= Task details =
Taking the lines below one at a time, count those with the string "will" and give the result alone.
-- Data supplied follows --
PR #837, opened 2015-11-23
Graph View: Make errors show up like the mode does

Arne-W:
Errors will now show up in Graph View when enabled by ERR button below the graph.

I implemented this like the mode functionality and introduced a helper class providing a toString method for the Error codes. Perhaps this class should not be inside the AP2DataPlot2DModel file - but for the moment I found it acceptable.


src/ui/AP2DataPlot2DModel.cc
```diff
@@ -834,3 +881,198 @@ quint64 AP2DataPlot2DModel::getFirstIndex()
...
+{
+    return ((this->Timeus != lhs.Timeus) || (this->SubSys != lhs.SubSys) || (this->ErrorCode != lhs.ErrorCode));
+}
+
+QString ErrorType::toString()
+{
+    // SubSys ans ErrorCode interpretation was taken from
+    // Ardupilot/ArduCopter/defines.h
+
+    std::stringstream ss;
```
billbonney: Why use std:string here? QString support << 
see http://doc.qt.io/qt-5/qstring.html#operator-lt-lt

mrpilot2:
Converting these error codes to a string was already done here 5cd5deaf04e0e8d6dcde6498d6a5621bb9ede3d8 (although not used)

I would suggest to replace the old function with the new one, as it is related to the MAV type

src/ui/AP2DataPlot2DModel.cc
Arne-W: Ahh - okay I'm not very familiar with Qt but getting better :-). I'll make a fix for that.

Arne-W:
Do you mean replace the "content" of that function or remove that function an replace it with the new Error class?? I would prefer making an own class - perhaps with extended functionality if needed. It could be placed in a / the MAV namespace?!

mrpilot2:
Sorry for my late response

I agree with you - moving this code to it's own class would be the most desirable solution. Then the old code in ArduPilotMegaMAV can be deleted.

Arne-W:
No problem :-) 

Very good - I will change it in next few days. I think I will extend the class a little bit to reduce the pathological coupling in the AP2DataPlot2DModel::getErrorValues() method which knows about the internal representation of the ErrorType class.

billbonney:
The error code is related to APM only, and not other MAVs so it is associated with that vehicle type. It's the challenge with any higher order interpretations in the log files. Not sure what the solution is but being associated with the ArduPilotMegaMav at least indicates it's autopilot specific

Arne-W:
Okay I think I do understand. Perhaps it would be a solution to create an basic errortype with a generic toString method printing only the codes itself. This type would always be used for the generic handling of the errorcodes.
For each APM-Type (Rover, Copter, Plane....) we create a specialized class with an interpreting toString method, and a copy-constructor for creating the specialized class from the basic one.
This way you can take the basic error type cast it to the desired type an use the toString method.
I will change the implementation this way so you can have a look.

Arne-W:
Its done.
Take a look. I introduced a type hierarchy for the error type.

Arne-W:
After reviewing the code I am sure inheritance is an overkill at this place. So I removed the Inheritance an created a simpler formatter. less code - less complexity.
I think it is a better solution now.

billbonney:
Cherrypicked with 
* 8a29a0d Graph View: Removed errortype inheritance.
* 3c90c75 Graph View:Introduced Type herachy for ErrorTypes
* 3a264f1 Graph View: Moved ErrorType class to mav section.
* 31f6ed0 Graph View: Changed std::stringstream to QTextstream.
* c5a5689 Graph View: Make errors show up like the mode does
-- Data supplied concluded --
= Written solution =
3